Nope, neither did anyone else. I was talking about major e-book competitors,
not every reading app ever made regardless of popularity.

> Apple even copied the bookshelf from them.

That's funny because if you ask the Delicious Library folks, they would say it
was copied from them. Just goes to show that the concept of a digital
bookshelf looking like a real bookshelf is a good one.

> Silly and obvious things

First of all, the best ideas are obvious once someone has thought of them. Of
course we all want a minimal tablet, right? Well that's news to Microsoft who
was letting 3rd parties sell Windows tablets for a decade. Not one of those
tablets was minimal or boasted a clean design.

Then Apple comes along and does it, everyone ridicules them, it sells like
crazy. Now, suddenly it's obvious. As someone who has stood by them, it's hard
to really give a shit that Apple is getting the patents they filed for.

I find it much more bothersome that the rest of the tech industry gets to use
Jony Ive as their hardware designer than Apple being afforded some small
protection from what is slowly becoming an industry of clones.

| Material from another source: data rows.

PR #3127, opened 2024-12-04
Fix error message when unknown target/os/arch is used

### LINKED ISSUE #3126: Incorrect error message when building for aarch64
If I compile with commandline (which is incorrect)
```
--target=neon-i8x4
```
I get the following error message
```
Error: Incorrect targets: neon-i8x4. Choices are: sse2-i32x4, sse2-i32x4, neon-i8x16, neon-i32x4, gen9-x8. 
Compiler returned: 255
```
But if you try (which is included in the list above)
```
--target=neon-i8x16
``` 
You will get this error
```
Error: arch = aarch64 and target = neon-i8x16 is not a valid combination. 
Compiler returned: 1
```

aneshlya:
Fixes #3126.
Now the error message also mentions a `-support-matrix` with complete info about supported targets/os/archs.

### DIFF
--- a/tests/lit-tests/3126.ispc
+++ b/tests/lit-tests/3126.ispc
@@ -1,0 +1,20 @@
+// This test verifies that when an unknown target is specified on the command line,
+// the complete list of supported targets is displayed.
+// It's impractical to validate the entire output without imposing strict conditions on the test,
+// which is unnecessary, so we'll verify only the beginning of the output when x86 targets are enabled
+// (the targets are listed in alphabetical order).
+// Additionally, confirm that the message about '--support-matrix' is printed when an unknown target/OS or target is specified.
+
+// RUN: not %{ispc} --target=unknown --nowrap %s -o - 2>&1 | FileCheck %s --check-prefix=CHECK-TARGET
+// RUN: not %{ispc} --target-os=unknown --nowrap %s -o - 2>&1 | FileCheck %s --check-prefix=CHECK-OS
+// RUN: not %{ispc} --arch=unknown --nowrap %s -o - 2>&1 | FileCheck %s --check-prefix=CHECK-ARCH
+// REQUIRES: X86_ENABLED
+
+// CHECK-TARGET: Incorrect targets: unknown. Choices are: {{avx1-i32x16, avx1-i32x4, avx1-i32x8, avx1-i64x4, avx2-i16x16, avx2-i32x16, avx2-i32x4, avx2-i32x8, .*}}. Use --support-matrix for complete information about supported targets, archs and target OSes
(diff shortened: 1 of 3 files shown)


tests/lit-tests/3126.ispc
```diff
@@ -0,0 +1,15 @@
+// RUN: not %{ispc} --target=unknown --nowrap %s -o - 2>&1 | FileCheck %s --check-prefix=CHECK-TARGET
+// RUN: not %{ispc} --target-os=unknown --nowrap %s -o - 2>&1 | FileCheck %s --check-prefix=CHECK-OS
+// RUN: not %{ispc} --arch=unknown --nowrap %s -o - 2>&1 | FileCheck %s --check-prefix=CHECK-ARCH
+// REQUIRES: ARM_ENABLED && X86_ENABLED && LINUX_HOST && !WASM_ENABLED && !XE_ENABLED
+
+// CHECK-TARGET: Incorrect targets: unknown. Choices are: avx1-i32x16, avx1-i32x4, avx1-i32x8, avx1-i64x4, avx2-i16x16, avx2-i32x16, avx2-i32x4, avx2-i32x8, avx2-i64x4, avx2-i8x32, avx2vnni-i32x16, avx2vnni-i32x4, avx2vnni-i32x8, avx512icl-x16, avx512icl-x32, avx512icl-x4, avx512icl-x64, avx512icl-x8,
```
dbabokin, line 6: I'm wondering if the sting length is the same across different systems.

tests/lit-tests/3126.ispc
```diff
@@ -0,0 +1,15 @@
+// RUN: not %{ispc} --target=unknown --nowrap %s -o - 2>&1 | FileCheck %s --check-prefix=CHECK-TARGET
+// RUN: not %{ispc} --target-os=unknown --nowrap %s -o - 2>&1 | FileCheck %s --check-prefix=CHECK-OS
+// RUN: not %{ispc} --arch=unknown --nowrap %s -o - 2>&1 | FileCheck %s --check-prefix=CHECK-ARCH
+// REQUIRES: ARM_ENABLED && X86_ENABLED && LINUX_HOST && !WASM_ENABLED && !XE_ENABLED
```
dbabokin, line 4: That's quite restrictive. Should we have more tests, which have run everywhere, but check less (i.e. not matching the whole string, but only portions of it)?

dbabokin (approved):

tests/lit-tests/3126.ispc
aneshlya: I think checking the beginning of the string with targets is sufficient. I updated the test and added comments.

dbabokin: Looks good!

> And many act like it's OK. Why?

Because they filed and were granted the patent. Where is the patent from the
Classics team? Exactly. If you aren't going to even participate in the system,
don't be surprised when things don't go your way.

------
smogzer
The photoshop plugins: Kai power tools and alien skin. Already did page turn
effects back in +-92.

------
jpeg
Apple patents the page turn. At first I read "Apple turns the patent page."
But I guess this is not likely to happen any time soon...

------
hcarvalhoalves
Apparently it increases pageviews to talk about patents and Apple in the same
post. It doesn't even need to be accurate.

------
utopkara
Call me crazy, but it seems like the internet will correct the patent system
by calling duds like this one. As specific patents get publicly criticized (be
it design or utility), it not only helps correct examiner errors, but also
puts pressure on patenters to file only worthy patents.

------
bajsejohannes
I can't say I mind too much. I'll be surprised if the book analogy stays
around for much longer.

------
brudgers
Would this be prior art for an animated buggy whip interface when accelerating
an automobile?

------
JimmaDaRustla
Am I being punked?